Vor diesem Hintergrund erzählt Butler die Geschichte zweier ungleicher Freunde, die sich 1962 im Camp kennenlernen. Der schmächtige Nelson Doughty wird von den anderen gemobbt, Jonathan Quick erfüllt die Rolle des beliebten Sonnyboys. Doch es ist Nelson, der später als dekorierter Kriegsheld aus Vietnam zurückkehrt – traumatisiert, aber gereift. Er ist es auch, der die Nachfolge des von ihm verehrten Pfadfinderführers Wilbur antritt und den Idealen des good guy am nächsten kommt. Eine Generation später wird der zynisch gewordene Jonathan seinen gewissenhaften, mit einem klaren Ethos ausgestatten und sich zunächst sträubenden Sohn zu Entjungferungszwecken in einen Stripclub schleifen. Väter, die aus ihren Söhnen Männer machen wollen, ein uramerikanischer Topos. Mannsein als Ritual der Generationen.
Wie brüchige diese Rituale geworden sind, ist unübersehbar: In jedem der drei Kapitel sind die Väter abwesend, und die Söhne müssen selbst herausfinden, was richtig und was falsch ist. Als amerikanisches Kontinuum bleibt die Gewalt ein Begleiter: Erster Weltkrieg, Zweiter Weltkrieg, Vietnam und Afghanistan tauchen als unausweichlicher Fluch in Rückblenden auf. Die unmittelbare Gewalt trägt sich jedoch vor der Haustür zu: Schläge in der Küche, ein Schuss auf dem Parkplatz, zum Schluss eine Zuspitzung der Gewalt im Hort des Guten selbst, im Lager der Scouts.
The Big Country des mittleren Westens stellt dabei den Rahmen für das Amerikanische an sich zur Verfügung, und auch die Natur wird immer wieder als mögliches Paradies heraufbeschworen. Haubentaucher, Eisvogel und rauschendes Blattwerk als Mahnung an Reinheit und Unschuld.
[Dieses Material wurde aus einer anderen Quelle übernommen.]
PR #2388, opened 2021-09-22
[CAS-1307] Fixing isFirstRequest problem

leandroBorgesFerreira:
[CAS-1307](https://stream-io.atlassian.net/browse/CAS-1307)

### 🎯 Goal

Fix shimmer effect. We are showing the shimmer effect if we don't change `channelOffset` of `QueryChannelsController` because our online request may not return any new channel, so it behaves like it was the first request.

We can't use channelOffset to check that we are in the firstPage because `updateOnlineChannels` doesn't run when there's no internet and that would cause all offline requests to behave like the firstPage. 

### 🛠 Implementation details

Now the first page is tracked in `QueryChannelsController`. 

### 🎨 UI Changes

<table>
<thead>
<tr>
<th>Before</th>
<th>After</th>
</tr>
</thead>
<tbody>
<tr>
<td>
<video src="https://user-images.githubusercontent.com/10619102/134380328-5282f2f9-13e7-4f82-a7ec-11e4f8559107.mov" controls="controls" muted="muted" />
</td>
<td>
<video src="https://user-images.githubusercontent.com/10619102/134380532-7a1692fa-c10e-4b49-bc0e-9434280c9fca.mov" controls="controls" muted="muted" />
</td>
</tr>
</tbody>
</table>

### 🧪 Testing

Follow the videos: 
- Go to the `develop` branch. Disable the internet and request new pages. Check that the shimmer effect appears many times. 
- Go to this branch. Disable the internet and request new pages. Check that the shimmer effect appears only one time.

### ☑️ Checklist

- [x] Reviewers added

### 🎉 GIF

### DIFF
--- a/stream-chat-android-offline/api/stream-chat-android-offline.api
+++ b/stream-chat-android-offline/api/stream-chat-android-offline.api
@@ -443,6 +443,7 @@ public final class io/getstream/chat/android/offline/querychannels/QueryChannels
 	public final fun getNewChannelEventFilter ()Lkotlin/jvm/functions/Function3;
 	public final fun getRecoveryNeeded ()Z
 	public final fun getSort ()Lio/getstream/chat/android/client/api/models/QuerySort;
+	public final fun isFirstRequest ()Z
 	public final fun query (IIILkotlin/coroutines/Continuation;)Ljava/lang/Object;
 	public static synthetic fun query$default (Lio/getstream/chat/android/offline/querychannels/QueryChannelsController;IIILkotlin/coroutines/Continuation;ILjava/lang/Object;)Ljava/lang/Object;
 	public final fun refreshChannel (Ljava/lang/String;)V
--- a/stream-chat-android-offline/api/stream-chat-android-offline.api
+++ b/stream-chat-android-offline/api/stream-chat-android-offline.api
@@ -443,7 +443,6 @@ public final class io/getstream/chat/android/offline/querychannels/QueryChannels
 	public final fun getNewChannelEventFilter ()Lkotlin/jvm/functions/Function3;
 	public final fun getRecoveryNeeded ()Z
 	public final fun getSort ()Lio/getstream/chat/android/client/api/models/QuerySort;
-	public final fun isFirstRequest ()Z
 	public final fun query (IIILkotlin/coroutines/Continuation;)Ljava/lang/Object;
 	public static synthetic fun query$default (Lio/getstream/chat/android/offline/querychannels/QueryChannelsController;IIILkotlin/coroutines/Continuation;ILjava/lang/Object;)Ljava/lang/Object;
 	public final fun refreshChannel (Ljava/lang/String;)V
--- a/stream-chat-android-offline/src/main/java/io/getstream/chat/android/offline/ChatDomainImpl.kt
+++ b/stream-chat-android-offline/src/main/java/io/getstream/chat/android/offline/ChatDomainImpl.kt
@@ -647,7 +647,7 @@ internal class ChatDomainImpl internal constructor(
             )
             val response = queryChannelController.runQueryOnline(pagination)
             if (response.isSuccess) {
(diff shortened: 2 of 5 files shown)


stream-chat-android-offline/api/stream-chat-android-offline.api
```diff
@@ -443,6 +443,7 @@ public final class io/getstream/chat/android/offline/querychannels/QueryChannels
 	public final fun getNewChannelEventFilter ()Lkotlin/jvm/functions/Function3;
 	public final fun getRecoveryNeeded ()Z
 	public final fun getSort ()Lio/getstream/chat/android/client/api/models/QuerySort;
+	public final fun isFirstRequest ()Z
```
zsmb13, line 446: Does this have to be public API?

stream-chat-android-offline/src/main/java/io/getstream/chat/android/offline/querychannels/QueryChannelsController.kt
```diff
@@ -59,6 +59,9 @@ public class QueryChannelsController internal constructor(
     ) : this(filter, sort, client, domain as ChatDomainImpl)
 
     private var channelOffset = INITIAL_CHANNEL_OFFSET
+    internal var isFirstRequest: Boolean = true
```
ogkuzmin, line 62: I wouldn't add this new state since it makes current spaghetti logic more complicated. Can we solve this issue without it on UI side? In VM for example?
Also one possible solution that we shouldn't trigger any new load more request in offline mode (until we got online result of previous request)

leandroBorgesFerreira: The controller is the one changing the value of `isFirstRequest`, then we would create a bond between the two because ViewModel would need to update this field when update the channel list. We would also need to track `channelOffset` and `isFirstRequest` in two different places... that would also be complicated. 

Making online data wait before fetching offline data wouldn't solve the problem =|. The problem is that:
 `channelOffset` is only updated when more online data is successfully fetched. That may or may not happen, as the request can fail. If the request fails, we pick channels from the database and populate our channels... in this case, `channelOffset` is still 0, but our channel list is populated. Then the next request is treated as it was the first-page request because it is the first page **online** request.

In resume, waiting for the online that doesn't work because the request can fail =|.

Huckleberry Finn und die sirrende Sinnlichkeit von Truman Capotes Grasharfe sind nur eine Angelrute entfernt.
Im dritten Kapitel, das Butler in einem 2019 spielen lässt, das der Trump-Ära von heute aufs Haar gleicht, rückt unerwartet Trevors Frau Rachel ins Zentrum des Geschehens. Dieser Wechsel zu einer weiblichen Perspektive eröffnet die Außensicht auf die „Herzen der Männer“, die sich am Ende im ganzen Spektrum von good guys, bad guys und Helden versammeln. Gottlob erschöpft sich darin nicht die einzige Funktion dieser Figur: Auch Rachel folgt ihrem Moralkodex und steht den Männern in Sachen Toughness in nichts nach.
Man könnte diese Geschichte mit moralisierendem Mahnen vortragen, mit Wut, oder mit bleiernem Symbolismus. Butler erzählt stattdessen mit anrührender Zartheit vom ewigen Versuch, besser zu sein als die Weinsteins, die Trumps, die schmierigen Typen mit den K.o.-Tropfen in der Tasche. Make America Nelson and Trevor again!